22 March 2007

Blindness Descends

The news story of the little boy who was killed by a convicted sex offender and his family reminded me of a day in my own life. Luckily, no one was murdered in my case. (My therapist would disagree with that conclusion.) I've mentioned before that my parents were sexually abusive, but the abuse was psychological, not physical. The events of that day fill me with such shame that I'm unable to even revisit it except in a fleeting, looking at the scary monster way. The shame has nothing to do with me other than that knowledge of my parents' amorality. Or at least my dad's amorality. I can't really speak to my mom's motivations.

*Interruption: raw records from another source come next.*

PR #2654, opened 2024-04-11
`tqdm`: `*args` should come ahead of `main_process_only`

rb-synth:
# What does this PR do?

This allows for more intuitive use of `accelerate.utils.tqdm`. Prior to this PR, despite this being the normal usage of tqdm, the following wouldn't work:

```python
from accelerate.utils import tqdm
import time
for i in tqdm(range(10)):
    time.sleep(0.1)
```

Instead, one of the following was needed:

```python
from accelerate.utils import tqdm
import time
for i in tqdm(True, range(10)):
    time.sleep(0.1)

for i in tqdm(main_process_only=True, iterable=range(10)):
    time.sleep(0.1)

for i in tqdm(iterable=range(10)):
    time.sleep(0.1)
```

I would argue that the most frequently used argument to `tqdm` is the iterable. It would nice to be able to use the first example so that it is compatible with vanilla tqdm.

This PR addresses that.

## Before submitting
      Pull Request section?
      to it if that's the case.

## Who can review?

@muellerzr @BenjaminBossan


muellerzr:
Nice! Can you verify setting it to False works? Honestly didn’t know if we could do this or not :)

rb-synth:
Like this? The following works:

```python
from accelerate.utils import tqdm
import time
for i in tqdm(range(10), main_process_only=False):
    time.sleep(0.1)
```

rb-synth:
What would be a good unit test? Just run the code and check no error?

muellerzr:
IIRC tqdm has a progress bar catcher. In my head we check that the caught progress bar after a few iterations has stepped on the right device, and hasn’t/remains disabled on the others. 

This would need to go in the test_utils.py file inside of src/accelerate/test_utils/scripts. 

I can also make it after this PR if it’s confusing :)

muellerzr:
Not quite my intention, see here: https://github.com/huggingface/accelerate/blob/main/src/accelerate/test_utils/scripts/test_ops.py

and it can be called in tests/test_utils.py

rb-synth:
Not quite as involved as your suggestion, but I checked that all the permutations worked as expected: https://github.com/huggingface/accelerate/pull/2654/commits/a688f5578281a56400e98ba74d6832a04670d78d

BenjaminBossan (commented):
I agree that the previous signature was not ideal and the new one is a better choice.

Before merging, a question to @muellerzr: Would this function be considered to be "public" accelerate API? If yes, this has the potential to break existing code. For example, if user code calls `tqdm(False, range(10))`, `args` would become the tuple `(False, range(10))`, and `main_process_only` would stay `True`. This can lead to unforeseen bugs. We could add some heuristic to check for this faulty call and warn, but I don't think we can auto-correct it.

If it's considered private, the change should be fine.

rb-synth:
I agree that this probably constitutes a breaking change. 

I suspect that we could use a deprecated decorator and switch the arguments if the first argument is a boolean (and display a deprecated warning). We'd have to account for both positional and keyword arguments. Seems like a bit of a headache for a simple function.

muellerzr:
> I suspect that we could use a deprecated decorator and switch the arguments if the first argument is a boolean (and display a deprecated warning). We'd have to account for both positional and keyword arguments. Seems like a bit of a headache for a simple function.

This is exactly the way to go, deprecating it out 3 versions. There's no way to accidentally do this, as `tqdm` expects an `iterable` on the first argument. 

It's a headache, but compatibility and smooth deprecation outweigh anything else :)

rb-synth:
I don't know the `accelerate` codebase well enough to know what you have in place for deprecation. I'll leave the rest up to you. Feel free to add to this PR (no idea if you'll have push access to my branch), or feel free to close this and open a modified PR. Thanks for the hard work!

muellerzr (approved):
Thanks for doing this! 🤗

PR #2655, opened 2024-04-11
[DO NOT REVIEW] More fixings for FP8

muellerzr:


raghukiran1224:
Do you have any early measurements? We have seen the float8 experimental from Meta is benchmarked at only 1.2x with compile. One of the bottlenecks was gradients are being exchanged in 16bit. Is that different?

muellerzr:
1.2ish isn't far off.

This is different, FP8 has already been part of Accelerate, this fix is just to make sure that the gradients are actually autocast with bf16 instead of just keeping everything in fp32 but the fp8 layers. (but upcasting back to FP32 to keep accuracy in check)

Toying around with lower precision I'd recommend via MS-AMP if you want to try the bleeding edge of doing things in lower precision (if you have MS-AMP installed, accelerate uses it automatically). 

E.g. here's some numbers off the nlp_example.py:

Memory:
```
Current implementation of FP8/FP32:  2447.78 MB
W/o fix to autocast: 2109.06 MB
```
Metrics:
```
BF16/Baseline:
epoch 0: {'accuracy': 0.8308823529411765, 'f1': 0.8715083798882681}
epoch 1: {'accuracy': 0.8578431372549019, 'f1': 0.8999999999999999}
epoch 2: {'accuracy': 0.8529411764705882, 'f1': 0.8954703832752613}

Current implementation/FP32: 
epoch 0: {'accuracy': 0.8046875, 'f1': 0.8478701825557811}
epoch 1: {'accuracy': 0.8567708333333334, 'f1': 0.8975791433891992}
epoch 2: {'accuracy': 0.8541666666666666, 'f1': 0.8974358974358975}

W/ fixes
epoch 0: {'accuracy': 0.78125, 'f1': 0.8205128205128206}
epoch 1: {'accuracy': 0.8541666666666666, 'f1': 0.8970588235294118}
epoch 2: {'accuracy': 0.859375, 'f1': 0.901098901098901}
```

So this will reduce some of the memory needed, but I found that raw weights in BF16 leads to a degredation in performance, so we're still keeping some weights in FP32 fully. Checkout this doc for more info on MS-AMP and TransformerEngine in regards to how each does lower precision: https://huggingface.co/docs/accelerate/concept_guides/low_precision_training#a-quick-chart

src/accelerate/accelerator.py
```diff
@@ -1456,6 +1460,15 @@ def prepare_model(self, model: torch.nn.Module, device_placement: bool = None, e
                 model = torch.nn.parallel.DistributedDataParallel(model, **kwargs)
             elif self.distributed_type == DistributedType.XLA and self.state.fork_launched:
                 model = xmp.MpModelWrapper(model).to(self.device)
+        # Now we can apply the FP8 autocast
+        if (
+            self.distributed_type in [DistributedType.MULTI_GPU, DistributedType.FSDP]
+            and self.mixed_precision == "fp8"
+            and self.fp8_recipe_handler.backend == "TE"
+        ):
```
BenjaminBossan, line 1468: I'd be a bit cautious of this conditional getting out of sync with the code above, which is 100 LOC away. How about we set a variable like `need_fp8_autocast = False`, and then after line 1363, we set `else: need_fp8_autocast = True`. Then, we only need to check that value here and don't run the risk of the checks diverging.

BenjaminBossan (commented):
I don't have any general comments, as I haven't worked with FP8 yet, but I added a small suggestion for making the code more robust.

BenjaminBossan (approved):
Thanks, LGTM.

PR #2667, opened 2024-04-14
Megatron plugin can support NPU

zhangsheng377:
We are using accelerate's megatron plugin on the NPU.

Specifically, there are two scenarios:
1. After we `import torch_npu`, `torch.cuda.is_available()` is False, which is the `MULTI_NPU` branch.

I wrote a post several days ago in which I said that I always believe that people are doing the best they can. One of my friends commented,

"Nobody you know, nobody you don't know, in all the world, has ever done less than their very best, at any time? All around you is perfection and excellence?!"

The answer is that things have been so far from perfect and excellent in my life that hanging on to that belief is the only way to see around the dark center at the heart of my childhood. Do I believe my father was doing the best he could? I have no idea. Most people would say he wasn't. It just all gets very confusing to me, so I choose to believe that which is, in some ways, easiest.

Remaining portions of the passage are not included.